As far as I know from all the Romance languages *Furtuna *exists only in Romanian and means *storm*.


----------



## vatrahos

franz rod said:


> No, it's wrong.  In Italian exists the word "fortuna" (not "furtuna") which means "luck".  The word "sfortuna" means "bud luck".
> The word "fortunale" means a bad storm.



Thanks for the correction!

The word "furtuna," then, would seem to be a mispronunciation (on the part of Greek, Romanian, Turkish, and Bulgarian) of the Italian "Fortuna."

It may also exist in other languages, but I only know Greek (φουρτούνα) and Bulgarian (фъртуна) -- and now, thanks to you guys, Romanian (furtună) and Turkish (fırtına).

Nevertheless, the "furtuna" of these languages is a direct descendant of the Italian "fortuna." This is also what most etymological dictionaries (of Modern Greek, Bulgarian, and Turkish, at least) maintain. There was probably a corruption of the vowel "o" as it was placed between "f" and "r" sounds. Thus argues the Triantaphyllidis dictionary:

[_φουρτούνα_ < _φορτούνα_ ( [o > u] από επίδρ. του χειλ. [f] και του [r] ) < βεν. (ή παλ. ιταλ.) fortuna `τύχη, κακή τύχη, καταιγίδα΄]

a translation:

[furtuna < fortuna ([o > u] from the influence of the labial [f] and [r]) < Venetian (or old Italian) fortuna "luck, bad luck, storm"]

My guess is that, if in Modern Italian the word for bad storm is "fortunale," as franz rod tells us, then in older Italian the word was simply "fortuna," and this was adopted by the Balkan languages before the Italian language changed it.


----------



## Amante_de_limbi

vatrahos said:


> My guess is that, if in Modern Italian the word for bad storm is "fortunale," as franz rod tells us, then in older Italian the word was simply "fortuna," and this was adopted by the Balkan languages before the Italian language changed it.



I definitely agree with you on this one because they say that words of Latin origin in Romanian have stayed quite unchanged for the most part (excluding the direct French influences), since it's the only Eastern European Romance language (and was cut off from the West as the language evolved) and that the part of the language that's been evolving is the Slavic part


----------



## Outsider

vatrahos said:


> The word "furtuna," then, would seem to be a mispronunciation (on the part of Greek, Romanian, Turkish, and Bulgarian) of the Italian "Fortuna."


In some Italian dialects, unstressed "o" is often pronounced . (This happens also in Portuguese.)


----------



## berndf

Outsider said:


> In some Italian dialects, unstressed "o" is often pronounced . (This happens also in Portuguese.)


Right! _Fortuna>furtuna_ appears to be a very minor sound shift, looking at the history of Latin and Romance languages.

_Fortuna_ in the sense of _storm at sea_ is historically well attested in Italian dialects/languages. http://www.etimo.it/?term=fortuna describes an interpretation of _fortuna _as _unforeseen, unexpected event_ adding "Vale pure Tempesta di mare", "also valid for storm at sea".


----------



## robbie_SWE

Just wanted to post this explanation provided by DEX for the Romanian word.
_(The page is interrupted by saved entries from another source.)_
Issue #7839, opened 2025-06-21
Invalid casting of BOZ Literals


YashNagda17:
Consider the following program

```
program a
  IMPLICIT NONE
  
  integer :: my_int = Z'01'
  real, parameter :: result = 1 * Z'01'
  print *,1
end program
```

Compiling on gfortran 

```
$gfortran a.f90
a.f90:4:21:

    4 |   integer :: my_int = Z'01'
      |                     1
Error: BOZ literal constant at (1) is neither a data-stmt-constant nor an actual argument to INT, REAL, DBLE, or CMPLX intrinsic function [see '-fallow-invalid-boz']
a.f90:5:29:

    5 |   real, parameter :: result = 1 * Z'01'
      |                             1
Error: Operands of binary numeric operator '*' at (1) are INTEGER(4)/BOZ
```
Whereas program on lfortran runs without any errors

```
$ lfortran a.f90
1
```

The cause of the issue is likely because the compiler should ideally know whether to treat the bits of Z'01' like BOZ Values as INT, REAL etc. There should be an explicit conversion as, `INT(Z'01')` before using it in an operation with Base 10 literals declared.

Kindly correct me if I am wrong. Can I take up this issue?

harperjf:
This part of Fortran has changed significantly since F2018. The  F2023 standard 7.7 C7119 (R772) says: 
"A _boz-literal-constant_ shall appear only as a _data-stmt-constant_ in a DATA statement, as the
_initialization_ for a named constant or variable of type integer or real, as the _expr_ in an intrinsic assignment
whose _variable_ is of type integer or real, as an _ac-value_ in an array constructor with a _type-spec_ that
specifies type integer or real, as the _scalar-expr_ in an enum constructor, or where explicitly allowed in
16.9 as an actual argument of an intrinsic procedure.10.2.1.2 ".

F2018 7.7 C7019 (R764) allowed only the first and last of the F2023 possibilities.

Gfortran objected to line 4 of the test program, which is bad F2018 but good F2023. Line 5  is bad F2018 and also bad F2023. On looking at the Gfortran website just now I found that it claims F2018 but not F2023 compliance. Is it worth reporting a gfortran bug? It would certainly be useful to see what happens if the test program is compiled with the  ```-fallow-invalid-boz``` option, preferably if ```my_int``` and ```result``` were printed instead of just ```1```.

YashNagda17:
Thanks for the details analysis... 

[...]

PR #8095, opened 2025-07-19
Adding BOZ Support in Data Literals

YashNagda17:
Towards #7839

Building on #8035 , the BOZ Integration into Data Statements is complete. Support for Real & Integer BOZ Literals in implied-do statements & Array Assignments, inside the Data Statements, is complete (Scalar Support was already addressed in #8035).

This shall make usage of BOZ Compliant with first condition of Fortran 2023 as follows:

_A boz-literal-constant shall appear only as a data-stmt-constant in a DATA statement._


YashNagda17:
As per #7839 , gfortran hasn't integrated the compliance towards Fortran 2023 standard, which this request is trying to achieve. Kindly suggest how to correctly proceed further, since the check with gfortran is not a valid comparison.

integration_tests/CMakeLists.txt
```diff
@@ -1895,7 +1895,7 @@ RUN(NAME bits_06 LABELS gfortran llvm llvm_wasm llvm_wasm_emcc fortran)
 RUN(NAME cpu_time_01 LABELS gfortran llvm llvm_wasm llvm_wasm_emcc)
 # RUN(NAME cpu_time_02_wasm LABELS wasm)
 RUN(NAME system_clock_01 LABELS gfortran llvm)
-RUN(NAME boz_01 LABELS gfortran llvm llvm_wasm llvm_wasm_emcc)
+RUN(NAME boz_01 LABELS llvm llvm_wasm llvm_wasm_emcc) #remove gfortran label, as functionality is not supported by gfortran
```
certik: Is this change correct Fortran? Either way, keep the original test, since it works with GFortran and add a new test for this.

certik:
@YashNagda17 keep the original test since it works with GFortran, and add this as a new test that only works with LFortran.

YashNagda17:
Ohk, working to keep test-case files separate. 

Meanwhile, addressing the question of correctness of the code, here I am attaching the outputs of the real test case, with the modified lfortran and AMD Fortran Compiler for reference. AMD flang has already integrated these changes, so considering it as reference. 

```
program a
implicit none

integer :: i
real :: boz_1, matrix1(5), matrix2(2), arr1(2)
integer :: arr2(2)

!Check Scalar Assigment
data boz_1 /b'01011101'/  

!Check Multiple Assigments of Real array with BOZ Values
data matrix1 / b'10', 2*o'100', 3.12, z'ABC' / 

!Check Data Broadcasting to all elements of array
data matrix2 / 2*b'10' /

!Check Implied Do loop, with real assigments along with integer assignments
data (arr1(i), arr2(i), i=1,2) / 1.2, z'02', z'01', 3 /

print *, boz_1
print *, matrix1
print *, matrix2
print *, arr1, arr2

end program
```

Lfortran Output:
```
$ lfortran a.f90
1.30320757e-43
2.80259693e-45    8.96831017e-44    8.96831017e-44    3.11999989e+00    3.85076818e-42
2.80259693e-45    2.80259693e-45
1.20000005e+00    1.40129846e-45    2    3
```

Flang Output
```
$ flang a.f90 & ./a.out
[1] 124042
1.30320757e-43
2.80259693e-45    8.96831017e-44    8.96831017e-44    3.11999989e+00    3.85076818e-42
2.80259693e-45    2.80259693e-45
1.20000005e+00    1.40129846e-45    2    3
```

certik:
Excellent! Yes, since GFortran can't compile it yet, if you could please separate the test, that way we keep using GFortran for what it can handle, and the new functionality will be tested just with LFortran, without GFortran.

integration_tests/boz_01.f90
```diff
@@ -2,23 +2,10 @@ program boz_01
...
-data boz_4 /b'01011101'/
-data matrix1/ b'10', 2*o'100', 3.12, z'ABC' /
-data matrix2/ 5*b'10'/
-data (arr1(i), arr2(i), i=1,2) / 1.2, z'02', z'01', 3 /
 
-print *, boz_1, boz_2, boz_3, boz_4
-print *, matrix1
-print *, matrix2
-print *, arr1,arr2
+print *, boz_1, boz_2, boz_3
```
certik, line 10: Please keep the original file without modifications. It works with both GFortran and LFortran, so it should keep working.

certik: Ah I see --- it didn't compile with GFortran in the first place?

integration_tests/boz_02.f90
```diff
@@ -0,0 +1,25 @@
...
+!Check Data Broadcasting to all elements of array
+data matrix2 / 2*b'10' /
+
+!Check Implied Do loop Assignments, with real assigments along with integer assignments
+data (arr1(i), arr2(i), i=1,2) / 1.2, z'02', z'01', 3 /
+
+print *, boz_1
+print *, matrix1
+print *, matrix2
+print *, arr1, arr2
```
certik, line 23: Which of these cases didn't work in main, and now they do?

integration_tests/boz_01.f90
YashNagda17: Yes, I have kept only those cases in boz_01.f90 tests, which work in gfortran. 

Currently, gfortran only supports conversion from BOZ to INTEGER Variables, so I moved all tests with BOZ to REAL Conversions in boz_02.f90

integration_tests/boz_02.f90
YashNagda17: All of the cases. In PR #8035 , I added basic functionality for BOZ to Real Conversions, and tested on Scalar Assignments of BOZ inside Data Statements. Since gfortran doesn't allow this functionality yet, so I have added test-case for the same in the new test-case file, boz_02.f90. 

So, after this PR, any BOZ Assignment to REAL or INTEGER Variables inside the Data Statements can be assigned correctly as per Fortran 2023 Standard. Integer support was already present in main, Real Support is now added via #8035 and this PR. 

Sorry, I should have mentioned this in detail earlier.

PR #8100, opened 2025-07-20
fix: fix printing for allocatable scalars

### LINKED ISSUE #8071: Wrong value of allocatable scalar integer
This program was inspired by the #8060 issue. There was no segfault but the print statament prints a different wrong value each time the program runs with lfortran.
```
  integer,allocatable:: x
  x = 666
  print "(I0)", x
  deallocate(x)
end program
```
Output from 3 other compilers:
```
666
```
Output from lfortran 0.54.0
```
1152250592
```
Output from a second run
```
2115191520
```

HarshilShah1804:
Fixes #8071 

This bug was probably introduced as a regression from #7917


certik:
@HarshilShah1804 great job, thanks for fixing it!

Issue #8098, opened 2025-07-19
No Test Coverage for All functions


sriganeshres:
* [ ] Function `fill_array_details`
* [ ] Function `nested_struct_rd`
* [ ] Function `lfortran_intrinsic`
* [x] Function `call_lcompilers_free_strings` has no body  
* [ ] Function `visit_IntegerBitLen`  
* [ ] Function `visit_ListCompare`  
* [ ] Function `generate_ListIndex`  
* [ ] Function `generate_Exp2`  
* [ ] Funcion `generate_Expm1`  
* [ ] Function `generate_ListPop_0`  
* [ ] Function `generate_ListReserve`  
* [ ] Function `generate_DictElems`  
* [ ] Function `generate_SetRemove`  
* [ ] Function `visit_ListRepeat`  
* [ ] Function `visit_TupleLen`  
* [ ] Function `visit_ArraySection`  
* [ ] Function `lookup_EnumValue`  
* [ ] Function `visit_EnumValue`  
* [ ] Function `visit_EnumName`  
* [ ] Function `visit_EnumConstructor`  
* [ ] Function `visit_SizeOfType`  
* [ ] Function `visit_StructInstanceMember`  
* [ ] Function `visit_Enum`  
* [ ] Function `is_nested_pointer` - @certik @czgdp1807 if the issue is fixed this can be removed.  
* [ ] Function `visit_CLoc`  
* [ ] Function `visit_OverloadedStringConcat`  
* [ ] Function `visit_UnsignedIntegerCompare`  
* [ ] Function `visit_CPtrCompare`  
* [ ] Function `visit_If`  
* [ ] Function `visit_StringRepeat`  
* [ ] Function `visit_StringOrd`  
* [ ] Function `visit_OverloadedUnaryMinus`  
* [ ] Function `visit_UnsignedIntegerBitNot`  
* [ ] Function `generate_flip_sign`  
* [ ] Function `generate_fma`  
* [ ] Function `generate_sign_from_value`  
* [ ] Function `generate_optimization_instructions`  
* [x] Function `handle_bitwise_args`  
* [x] Function `handle_bitwise_xor`  
* [x] Function `handle_bitwise_and`  
* [x] Function `handle_bitwise_or`

sriganeshres:
I have added all those functions which are not used in `asr_to_llvm.cpp` file during integration tests.
cc: @certik

Pranavchiku:
[...]

PR #8111, opened 2025-07-22
removed call_lcompilers_free_strings

sriganeshres:
towards: #8098


certik:
@assem2002 should we remove this, or keep it since we will fix this after the string refactor is done?

assem2002 (approved):

assem2002:
It's not needed. I recommended to remove it.

Issue #8109, opened 2025-07-21
bug: lfortran prints junk value for allocatable variable


HarshitaKalani:
```fortran
program main
implicit none
integer(4), allocatable :: x
allocate(x)
x = 5
print *, x
end program main
```
```console
$ lfortran a.f90
-813944096
$ gfortran a.f90 && ./a.out
           5
```

kmr-srbh:
This is working correctly for me on Mac:

```console
(lf) saurabhkumar@Mac lfortran % lfortran test.f90
5
(lf) saurabhkumar@Mac lfortran % lfortran test.f90
5
(lf) saurabhkumar@Mac lfortran % lfortran test.f90
5
(lf) saurabhkumar@Mac lfortran % lfortran test.f90
5
(lf) saurabhkumar@Mac lfortran % lfortran test.f90
5
(lf) saurabhkumar@Mac lfortran % lfortran test.f90
5
(lf) saurabhkumar@Mac lfortran % lfortran test.f90
5
(lf) saurabhkumar@Mac lfortran % lfortran test.f90
5
```

HarshilShah1804:
On Linux also, this works correctly. 
```console
(lf) harshil-shah@harshil-shah-HP-Pavilion-Laptop-15-eg2xxx:~/lfortran$ lfortran a.f90 
5
```

This issue was fixed in #8100 . You can try pulling the latest changes from the main.

harperjf:
It would help us all when various lfortran versions give different outputs, as they seem to with this issue, if everyone said which version they were using. Also how does one get the "main" ? I have been getting the 0.n.0 version when a new value of n appears in the list of tags. At any given time is the main somewhere between version 0.n.0 and 0.(n+1).0 ? Sorry to be asking very elementary questions: I am not an expert in compiler-writing, but I have reported many bugs in Fortran compilers over the years.

assem2002:
@harperjf You can check the instructions here https://docs.lfortran.org/en/installation/#build-from-git. They're straight forward initializing a conda env, then building the project right away.

HarshitaKalani:
Oh right. This now works. However, I came across this while solving the following bug:
```fortran
program main
implicit none
integer(4), allocatable :: x
allocate(x, source = 5)
print *, x
end program main
```
The above program used to give a junk value while printing x. Now, it gives 0. I've the solution, I'll raise a PR for the same. Thanks!

PR #8114, opened 2025-07-22
fix: handle assignment when allocate is provided with source keyword

HarshitaKalani:
fixes: https://github.com/lfortran/lfortran/issues/8109


certik:
I think that this is fine. I would document that now the "source" in Allocate will *not* do a copy, it will only use it for a runtime decision how to allocate.

HarshitaKalani:
Sorry, I did not understand. Here I'm copying the contents of source into the variable being allocated.

certik:

Pranavchiku (approved):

It's in Romanian, but I'll try to give a summary. 

*



furtúnă (furtúni), – 
Quote too long. Link added.
Frank, moderator

Click to expand...

* 
It basically states that the semantic change from "good luck" < "storm" was general for the languages that have the word and that the change happened before the Romance languages. 
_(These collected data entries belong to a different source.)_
PR #8117, opened 2025-07-22
fix: handle array args in convert to polymorphic

jinangshah21:
Uncomments `class_58` integration test

### DIFF
--- a/src/libasr/codegen/asr_to_llvm.cpp
+++ b/src/libasr/codegen/asr_to_llvm.cpp
@@ -2573,12 +2573,11 @@ public:
             v = ASRUtils::EXPR2VAR(x.m_v);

The fact that the Romanian word still has a sense of "bad luck" indicates that it might be a direct loan from Latin and a part of the basic Latin stock. The Turkish and Bulgarian equivalents are believed to have come from Greek (in Bulgarian there is a possibility that the word came from Romanian). 

Hope this gave some insight!

 robbie


----------



## franz rod

> In some Italian dialects, unstressed "o" is often pronounced . (This happens also in Portuguese.)


In which dialect?  As far as I know in Italian and in the other Italian dialects happens exactly the contrary:  unstressed "u" in Latin is pronunced "o".


----------



## Outsider

Perhaps I should have avoided the controversial word "dialect", but _o_>_u_ is clearly what's happening in this Sicilian example (std. It. _sordo_ = Sic. _surdu_), and in this one (std. It. _dannato_ = Sic. _dannatu_), as well as in this one (std. It. _figlio_ = Sic. _figghiu_).


----------



## franz rod

> but _o_>_u_ is clearly what's happening in this Sicilian example (std. It. _sordo_ = Sic. _surdu_), and in this one (std. It. _dannato_ = Sic. _dannatu_), as well as in this one (std. It. _figlio_ = Sic. _figghiu_).


Well, these examples are not correct.  Surdu came from the Latin surdu(m), not from the Italian sordo, dannatu from dannatu(m) and figghiu from filiu(m).  So, the latin "U" remains and not change from "o" to "u" as you have written.


----------



## Outsider

My remark was synchronic, not diachronic.

Regardless of what "came" from whatever, the fact remains that *unstressed o in Italian often corresponds to u in Sicilian*, contrary to what you claimed.


----------



## franz rod

> My remark was synchronic, not diachronic.
> 
> Regardless of what "came" from whatever, the fact remains that *unstressed o in Italian often corresponds to u in Sicilian*, contrary to what you claimed.


I suggest you to explain better your ideas.
We talked about the *L**atin* word "fortuna"; I said that in Italian the word remain the same and don't became "furtuna", you said that "In some Italian dialects, unstressed "o" is often pronounced ."
So,reading your comment, it seem that you said that *unstressed o in Latin *(we spoke about Latin word, not Italian one) *often corresponds to u in Sicilian.

*


> the fact remains that *unstressed o in Italian often corresponds to u in Sicilian*, contrary to what you claimed.





> My remark was synchronic, not diachronic.


Sorry but I don't like how you explain your ideas.  You knew I spoke "diachronically" (as we can see in the first sentence of your message) but after you wrote as if I had written "synchronically" only because you want to say I did a mistake.

However I live in Italy, I know Italian and, more or less, different Italian dialects (can you say the same?) and I know that the Latin "u" became "o" in the majority of the dialects;  only in some case the Latin "u" remained the same (so we can't say that the  "o" became "u").

Sorry for my poor English.


----------



## olric

As far as I know the shift from _luck _to _storm_ occurred by shortening the term *fortuna di mare* to *fortuna* which in the beginning was a nautical term in Italian much used in the field of insurance. 

It entered the Turkish lexicon in the early 16th century, even used in Divan poetry in 1530's.

PS: I can post links here. Google "nişanyan+taraf+fırtına"


----------